The aforementioned study concluded that there was a functional relationship between CALB 2 expression and Sertoli cell differentiation, which is in agreement with our results. Patients with bilateral varicocele would have more immature Sertoli cells compared to patients with unilateral varicocele and consequently have increased levels of CALB 2 expression by the seminiferous epithelium and consequently have increased levels of seminal CALB 2 compared to patients with unilateral varicocele.

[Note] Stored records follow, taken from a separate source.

PR #1322, opened 2023-05-13
Update docs on enable_reconfigure now that gcloud bug is fixed

nick-stroud:
Tested:
- Add partition
- Resize partition
- Add network storage
- Delete partition
- gcloud project config mismatch

### Submission Checklist

### DIFF
--- a/community/modules/scheduler/schedmd-slurm-gcp-v5-controller/README.md
+++ b/community/modules/scheduler/schedmd-slurm-gcp-v5-controller/README.md
@@ -67,6 +67,18 @@ activated through the `enable_reconfigure` setting:
     enable_reconfigure: true
 ```
 
+To reconfigure a running cluster:
+
+1. Edit the blueprint with the desired configuration changes
+1. Call `ghpc create <blueprint> -w` to overwrite the deployment directory
+1. Follow instructions in terminal to deploy
+
+The following are examples of updates that can be made to a running cluster:
+
+* Add or remove a partition to the cluster
+* Resize an existing partition
+* Attach new network storage to an existing partition
+
 This option has some additional requirements:
 
 * The Pub/Sub API must be activated in the target project:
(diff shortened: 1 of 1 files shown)


community/modules/scheduler/schedmd-slurm-gcp-v5-controller/README.md
```diff
@@ -78,27 +90,10 @@ This option has some additional requirements:
   development environment deploying the cluster. One can use following commands:
 
   ```bash
-  wget https://raw.githubusercontent.com/SchedMD/slurm-gcp/5.7.2/scripts/requirements.txt
-  pip3 install -r requirements.txt --user
+  pip3 install -r https://raw.githubusercontent.com/SchedMD/slurm-gcp/5.7.2/scripts/requirements.txt --user
```
mr0re1, line 93: `--user` will throw if is run from virtualenv. Do we want to discourage usage of virtualenv?

community/modules/scheduler/schedmd-slurm-gcp-v5-controller/README.md
```diff
@@ -67,6 +67,18 @@ activated through the `enable_reconfigure` setting:
...
+1. Edit the blueprint with the desired configuration changes
+1. Call `ghpc create <blueprint> -w` to overwrite the deployment directory
+1. Follow instructions in terminal to deploy
+
+The following are examples of updates that can be made to a running cluster:
+
+* Add or remove a partition to the cluster
+* Resize an existing partition
+* Attach new network storage to an existing partition
+
```
cboneti, line 81: Optional: maybe add that  changing the VM type of a partition will likely not work. (I tried with a gpu vm today and it did not work -- as it fails to update the instance template). It seems like a common case.

community/modules/scheduler/schedmd-slurm-gcp-v5-controller/README.md
cboneti: good point, also, it doesn't seem necessary if ran by non-root. It default to --user, right?

cboneti (approved):
I left two comments, consider it approved after you address them.

community/modules/scheduler/schedmd-slurm-gcp-v5-controller/README.md
nick-stroud: I am reading that "pip defaults to installing Python packages to a system directory". I went through this process when testing and indeed the `--user` argument is denied when installing into virtualenv, but the error message is very clear. I would opt to leave it as we do not mention anything about a virtual environment. I also don't feel strongly so if you still disagree I can update.

nick-stroud: In fact I just ended up removing `--user` as it does not make much difference to me and I want to move forward with this PR without waiting for re-review.

community/modules/scheduler/schedmd-slurm-gcp-v5-controller/README.md
nick-stroud: Done.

At the same time, patients with bilateral varicocele would have fewer mature Sertoli cells and consequently have decreased sperm production compared to patients with unilateral varicocele. These results also suggest that production of CALB 2 by cells other than Sertoli cells may be required for optimal sperm quality. We found that the mean age was significantly higher in the infertile OAT without varicocele group compared to the other three groups. However, the age difference was relatively small and its significance, if any, remains to be determined. Literature on the impact of paternal age on semen parameters remains inconclusive [29]. It is becoming increasingly important to determine whether advanced paternal age is associated with diminished semen quality and a higher risk of infertility as couples delay childbearing [30]. A retrospective analysis reported that sperm concentration declined after 40 years of age and sperm motility decreased after 43 years of age [31]. Pasqualotto et al (2018) identified age thresholds of 45 years for declining sperm concentration and motility [32]. Sloter et al (2016) also found a correlation between decreased sperm motility with increasing age [33]. Admittedly, we recognized several limitations of the current study. This study is an initial study. Thus, it is reasonable that the number of study participants is not large and that CALB 2 was not measured in patients after varicocelectomy. Furthermore, the present study measured a single protein, CALB 2, in the seminal plasma which cannot be considered a proteomic analysis of the semen sample. However, studies analyzing the proteomic content of semen samples from infertile patients are lacking [34]. Finally, this study paves the way for larger more complex studies of CALB 2 levels (and possibly additional protein analysis) in the future.

Conclusion

To the best of our knowledge, the current study is one of the first to evaluate the seminal level of CALB 2 among patients with varicocele. The study has demonstrated a potential interplay between CALB 2 and varicocele. Decreased production of seminal plasma CALB 2 also appeared to have a negative impact on sperm concentration, sperm motility, and the percentage of sperm normal forms. Taken together, our data are consistent with varicocele having a negative impact on sperm quality, and seminal CALB 2 may play a role in the negative impact of varicocele on sperm quality. Finally, production of CALB 2 by cells other than Sertoli cells appears to be required for optimal sperm quality. Future studies are needed to verify these findings.